I chose to use cast-iron 1969 #62 casting cylinder heads ILO the Edelbrock aluminum RPM’s as mentioned in the article. The 455 however different by the differential in cylinder head spec. produces an immense amount of power. This motor has not been dyno tested however so the true horsepower and torque can only be speculated. I can tell you that this engine is healthy! This car is krazy fast and should be taken seriously when pressing the pedal to the floor...seriously!
a) Block: Tanked, bored .040 over and line honed
b) Pistons: Seal Power flat-tops with valve reliefs w/TRW rings
c) Rods: Stock- sized, balanced and honed with ARP studs
d) Crank: Trued and balanced
e) New bearings throughout 
f) Heads: Tanked, magna-fluxed, checked for deck true and machined for new Federal Mogul valves, guides, seals and Summit Racings “pro-series” rocker arm stud kit. Edelbrock RPM springs/retainers and ARP CH bolts 
g) Cam: Hyd. Competition Cams “Xtreme Energy” 284/296- 507/510 lift with *1.5 rockers.
h) Lifters: SLP heavy duty (standard bore)
i) Pushrods: Crane Energizer 5/16 x 9.170
j) Roller Rockers: Crane Energizer 7/16; 1.65 ratio (see g. above)
k) Oil Pump: Mellings 80lb. Hi Pressure
l) Timing Chain: Summit tru-roller
m) Oil Pan: Milidon gold anodized
n) 1. Intake: Edelbrock RPM with Edelbrock bolt kit 2. Carb: JET 800 cfm, Stage II, Quadrajet w/elect choke
o) 1. Fuel Pump: Holley 7lb. Electric 2. Inline filter and pressure gauge (see pics) set at 5.5 
p) Ignition: MSD Pro-Billet distributor, MSD 60,000v Coil, MSD-6A multiple spark ignition control module and Summit Pro-Wires high heat silicone HEI Blue.
q) Starter: Summit Pro-Torque 
r) Charging: A new 80 amp alternator was installed at time of the rebuild
s) Valve Covers: Summit Pro Tall’s/Chrome with Moroso breathers


----------



## BearGFR (Aug 25, 2008)

Your biggest problem is going to be static compression ratio, probably way too high for pump gas. Those #62 heads have combustion chambers with volumes in the vicinity of 72 cc's. Put those on a +.040 455 (4.190 bore, 4.21 stroke) with flat top pistions and "nominal" factory measurements everywhere else, and it'll be in the neighborhood of 11.5:1 static compression ratio. That "big 'ol" long duration cam wtih 1.65 rockers is going to help "some" (where's the intake lobe centerline installed?) but I'd be surprised if it was enough to keep this motor from detonating on 93 octane fuel.

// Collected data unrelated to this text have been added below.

PR #3903, opened 2025-11-16
Add property-based filtering capabilities and skipCount functionality to injection rules.

hickeng:
# Summary
Adds two enhancements to the fault injection rules:
1. Property Filter Support - inclusion and exclusion callback filters, with
    convenience functions for expressing AND or OR matches using property.Match syntax
3. Skip Count Functionality - skip the first N matches before injecting faults

# Details
- Property filters are evaluated after ObjectName matching but before probability checks
- Skip count works in the same way as maxCount, and is reset together with it
- Skip and max counts are incremented only if the rule makes it through the filters

Eg.
```
rule := &FaultInjectionRule{
    MethodName: "PowerOnVM_Task",
    InclusionPropertyFilter: FaultFilterAll(
        "config.name == DC0*",
        "runtime.powerState == poweredOff"
    ),
    ExclusionPropertyFilter: FaultFilterAny("config.name == *-test"),
    SkipCount: 2, // Skip first 2 matches
    MaxCount: 3,  // Then inject 3 times
    Probability: 1.0,
    Enabled: true,
```

# Testing

Added passing unit tests for all new functionality

### DIFF
--- a/simulator/fault_injection.go
+++ b/simulator/fault_injection.go
@@ -259,7 +259,7 @@ func (f *FaultInjector) GetRules() []*FaultInjectionRule {
 }
 
 // ShouldInjectFault determines if a fault should be injected for the given method call
-func (f *FaultInjector) ShouldInjectFault(method *Method, objectName string, handler mo.Reference) *FaultInjectionRule {
+func (f *FaultInjector) ShouldInjectFault(method *Method, handler mo.Reference) *FaultInjectionRule {
 	f.mu.RLock()
 	defer f.mu.RUnlock()
 
@@ -284,8 +284,15 @@ func (f *FaultInjector) ShouldInjectFault(method *Method, objectName string, han
 		}
 
 		// Check object name match (order 1)
-		if rule.ObjectName != "*" && rule.ObjectName != objectName {
-			continue
+		if rule.ObjectName != "*" {
+			var objectName string
+			if entity, ok := handler.(mo.Entity); ok {
+				objectName = entityName(entity)
+			}
+
+			if rule.ObjectName != objectName {
+				continue
+			}
 		}
 
 		// Check inclusion property filter (order 2)
--- a/simulator/simulator.go
+++ b/simulator/simulator.go
@@ -250,13 +250,8 @@ func (s *Service) call(ctx *Context, method *Method) soap.HasFault {
 	}
 
 	// We have a valid call. Check for fault injection first
-	var objectName string
-	if entity, ok := handler.(mo.Entity); ok {
-		objectName = entityName(entity)
-	}
-
 	if s.faultInjector != nil {
-		if rule := s.faultInjector.ShouldInjectFault(method, objectName, handler); rule != nil {
+		if rule := s.faultInjector.ShouldInjectFault(method, handler); rule != nil {
 			return s.faultInjector.CreateFault(rule, method)
 		}
 	}


simulator/fault_injection.go
```diff
@@ -30,6 +33,32 @@ type FaultInjectionRule struct {
 	// Use "*" to match all object names
 	ObjectName string
 
+	// InclusionPropertyFilter is an array of property filters to match the object.
+	// ObjectName above is a convenience as it's such a common filter, but
+	// could be expressed here. All filters in the array must match (AND).
+	// Supported operators:
```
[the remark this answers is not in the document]
dougm: I think it would be good to support expressing both, the issue I linked to was about adding !=
See also the govc find examples: https://github.com/vmware/govmomi/blob/main/govc/USAGE.md#find
`govc find . -type m -runtime.powerState poweredOn`

But if we're going to add support for `!=`, we should also consider other operators.
See the FCD query operators that can be used with `govc disk.ls`:
https://github.com/vmware/govmomi/blob/08dfb41f9f31c0614e1f928748475f8ae8832166/cli/disk/ls.go#L107-L115
(which were borrowed from PTQL: https://github.com/hyperic/sigar/blob/master/src/sigar_ptql.c#L203)

So maybe we extend property.Match to support this set of operators, which cover most use-cases. Reads well (imho) and shell friendly, for example:
```
govc find . -type m -runtime.powerState.ne poweredOn # VMs in state NOT poweredOn
govc find . -type h -hardware.cpuInfo.numCpuCores.ge 16 # >= 16
```

simulator/fault_injection.go
```diff
@@ -320,5 +451,80 @@ func (f *FaultInjector) ResetStats() {
...
+		}
+
+		propertyPath := strings.TrimSpace(parts[0])
+		expectedValue := strings.TrimSpace(parts[1])
+		if propertyPath == "" {
+			panic(fmt.Sprintf("empty property path in filter %q - expected format: \"property.path == value\"", filterStr))
+		}
+		// nil expected values are ok - that's how we expect to match empty properties
+
+		// Convert property path to camelCase (property collector format)
```
dougm: Why not just take camelCase as input, instead of converting here? We take camelCase as input elsewhere.

simulator/fault_injection.go
```diff
@@ -7,13 +7,95 @@ package simulator
...
+// See FaultFilterAll for details.
+func FaultFilterAny(filterStrs ...string) FaultFilterCallback {
+	// For exclusion matches, we need to handle each filter separately
+	// since multiple matches can target the same property path with different values
+	matches := make([]property.Match, 0, len(filterStrs))
+	allPaths := make(map[string]bool)
+	for _, filterStr := range filterStrs {
+		match := parsePropertyFilters([]string{filterStr})
+		if len(match) > 0 {
+			matches = append(matches, match)
```
dougm: You allocated (make) matches on line 62, so this can be `matches[i] = match`.

simulator/fault_injection.go
hickeng: It's easy to convert and just one less format thing for a user to worry about.
I'm happy to change it to require camelCase as the input form or merge as is. Preference?

It's not blocking yet - my other work is stacked on top of my hickeng branch, but that's some way off merging and this only blocks the merge, not the dev/test.

dougm (approved):

PR #3904, opened 2025-11-19
api: Fix OVF defVal & ConfigSpec vAppConfig

akutz:
## Description

This patch addresses some bugs in the way OVFs are unmarshalled as well as transformed into ConfigSpec objects. For some reason the original OVF unmarshalling code ignored the fact that properties have a "value" attribute and not just sub-elements. In fact, the latter is not even in the DMTF OVF spec. There was also a bug in how the default value and value were treated as the same, when they are not.

Closes: `NA`

## How Has This Been Tested?

Added unit tests and enhanced existing ones. Just run `go test -v -count=1 ./ovf`

## Guidelines

### DIFF
--- a/ovf/envelope.go
+++ b/ovf/envelope.go
@@ -111,14 +111,15 @@ type Property struct {
 	Type             string  `xml:"type,attr" json:"type,omitempty"`
 	Qualifiers       *string `xml:"qualifiers,attr" json:"qualifiers,omitempty"`
 	UserConfigurable *bool   `xml:"userConfigurable,attr" json:"userConfigurable,omitempty"`
-	Default          *string `xml:"value,attr" json:"default,omitempty"`
+	Default          *string `xml:"defaultValue,attr" json:"defaultValue,omitempty"`
 	Password         *bool   `xml:"password,attr" json:"password,omitempty"`
 	Configuration    *string `xml:"configuration,attr" json:"configuration,omitempty"`
+	Value            *string `xml:"value,attr" json:"value,omitempty"`
 
 	Label       *string `xml:"Label" json:"label,omitempty"`
 	Description *string `xml:"Description" json:"description,omitempty"`
 
-	Values []PropertyConfigurationValue `xml:"Value" json:"value,omitempty"`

87 cc Edelbrock aluminum heads would help avoid detonation in two ways: the larger chambers would put compression just over 10.0:1 and also run cooler. They've also got more peak power potential when ported by someone who knows how.

my .02

Bear


----------



## Thumpin455 (Feb 17, 2010)

Its going to be hard to pinpoint the article because they have done engine builders recipes and shootout combinations since the 90s. Its like finding a needle in a stack of needles.

That is a good build, will make great power and be scary to 90% of people out there. Its an underwear changer.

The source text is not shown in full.